ラーニングパスは習得内容が異なる3種類用意されている。「デジタルスキルパス」は、デジタルスキル、PCスキル、業務アプリケーションスキル (Microsoft Excelなど)、ビジネススキル、ソフトスキルなどを学べる。
「ハイブリッドパス」は、IT基礎トレーニング、ヴイエムウェアの入門レベルの資格取得の機会を提供する。受講後、テストに合格したら、「VMware Sakura バッジ レベル1」と「VMware Certified Technical Associate – Data Center Virtualization(VCTA-DCV)」の受験資格が授与される。
「テクニカルパス」は、エンジニア経験を有する人を対象に、ヴイエムウェア認定プロフェッショナルになるための資格取得の機会を提供する。受講後、テストに合格したら、「VMware Sakura バッジ(レベル1~3)」のほか、「VMware Certified Technical Associate(VCTA)」と「VMware Certified Professional (VCP)」の受験資格が授与される。

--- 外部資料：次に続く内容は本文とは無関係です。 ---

PR #2405, opened 2024-02-14
limit value Duel.AnnounceNumber

465uytrewq:
~~need to https://github.com/Fluorohydride/ygopro-core/pull/561.~~


salix5:
confirming
I am not sure if it is safe to pass 10000+ arguments to a Lua function.

PR #2418, opened 2024-02-19
Update c49930315.lua

VforViolin:
Fix SetCountLimit wrong ID


mercury233:
It is preferred to use different id to make it clear that the effect don't share limit with another effect

VforViolin:
Ahh understood

PR #2419, opened 2024-02-19
Update c49930315.lua

VforViolin:
Mark it as a card that can treat itself as a tuner, as per card text.


salix5:
57712bd2f58d8c6a47df66c156d58bc447944ba3
Merged into master.
Thank you.

PR #2420, opened 2024-02-21
Fix 転臨の守護竜

Crescent0v0:
Add exMaterial monsters isTypeLink Check 
(exMaterial monsters from effect like [チェーン・マテリアル
Chain Material](https://www.db.yugioh-card.com/yugiohdb/card_search.action?ope=2&cid=7466&request_locale=ja))


salix5:
@mercury233 
Can you check the fusion summon part?
Thank you.

PR #2440, opened 2024-03-06
Fix destroyed by an opponent's card (by battle or card effect)

kiritosoft:
修复持有（这张卡被对方破坏的场合才能发动。）的效果的卡和相同攻击力的对手衍生物进行战斗且双方都被战斗破坏的场合无法发动效果。

fix effect(If this card in its owner's possession is destroyed by an opponent's card (by battle or card effect):) can not activate when they  destroyed by battle with same attack token monster.(token and that monster were  all battle destroyed)


salix5:
96a2ee26fe2ecbed09186fb9e33dc1590b41dfe5
EVENT_BATTLE_DESTROYED'
rp改成戰鬥時的控制者而非傷害步驟結束時的控制者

これらのトレーニングはすべて無償で受講できる。調べてもらったらわかるが、VCPを学ぶためのトレーニングを受講しようと思ったら、数十万円かかる。これを「VMware SAKURA」では無償で提供してしまうのだ。
個別面談でモチベーションの維持を後押し
筒井氏は、「Taara」と差別化のポイントとして、3つのパスがあることを挙げる。「日本はVMwareのテクノロジーの素地がある人が少ないです。そこで、基本的なITスキルを習得することで、就労の機会を増やすほうがいいのではないかということになり、デジタルスキルパスという新しいパスができました」(同氏)

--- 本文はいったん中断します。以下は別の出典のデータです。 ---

PR #2452, opened 2024-03-20
fix `Twin-Barrel Dragon`

Lyris12:
It was allowed to activate its effect if the opponent had nothing for it to target


mercury233:
It is mandatory effect so it will activate without target

PR #2460, opened 2024-03-25
Fix shuffle into deck on resolution

VforViolin:
Previous commit (eeac7bf) broke the effect to shuffle back into the deck.


mercury233:
https://github.com/Fluorohydride/ygopro-core/pull/555 is required to work with that commit, did you test it?

PR #2477, opened 2024-04-03
Fix Moon Mirror Shield cost

VforViolin:
MMS should pick where in the deck it returns to on resolution, not on activation of it's trigger effect.


salix5:
fixed in 41c885de9f877190417b9cf065080c30f2620286
Thank you!

PR #2480, opened 2024-04-04
add EFFECT_FLAG_ACTIVATE_CONDITION

mercury233:
see https://github.com/Fluorohydride/ygopro-core/pull/571


mercury233:
the CNo.101 and 103 change require https://github.com/Fluorohydride/ygopro-scripts/pull/2500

筒井氏は、「コロナ禍で、飲食業やサービス業に従事していた人が失業した人が多い一方で、事務職にキャリアチェンジしたいけど難しいと聞いています。SAKURAでは、今までPCを使って仕事をしたことがなかった人でもキャリアチェンジできるよう、お手伝いしたいと考えています」と話す。

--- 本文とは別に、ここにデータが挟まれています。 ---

PR #2887, opened 2025-03-22
Fix set card shuffling

VforViolin:
Fix the shuffling of set cards, set by Turbulence, Toy Box and Divine Serpent Apophis, as per rulings. The opponent is not supposed to be shown what card is set where.

https://db.ygoresources.com/card#6868

https://db.ygoresources.com/card#17997


mercury233:
It should be hidden to the opponent after https://github.com/Fluorohydride/ygopro-core/pull/165

VforViolin:
In-game on both DNX and Omega the opponent sees where the cards are set, and they dont seem to ever change location without the shuffle, which is why I had added it here. Perhaps that core change isnt working?

mercury233:
I just did some test with _Multirole_, it is working in YGOPro, the opponent will see the cards set from grave in random order, following by a shuffle effect, then the card names will be invisible and the order will be different.

VforViolin:
I guess I'll have to do more testing to see why theres a discrepancy on our end then.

働きたいけれど働けない、そんな育児中の女性が少しでも学習できるよう、SAKURAのプログラムはすべてオンラインで受講できる。「いつでもどこででも、自分の好きな時間に好きな場所で勉強してもらえたら」という、筒井氏の想いが込められている。
昨年10月からプログラムを開始したが、既に80名の受講生がいるそうだ。オンラインで受講できることから、全国から受講生が集まっており、半分は関東以外に在住とのこと。
ただし、オンライン教育ならではの課題として、「リアルタイムで質問すること」「モチベーションを保つこと」が難しいといったことがある。筒井氏は「モチベーション維持が課題と思っていので、今月から個別面談を開始しました。SAKURAのことに限らず、何でも気軽にお話する時間と思っていただけたら」と話す。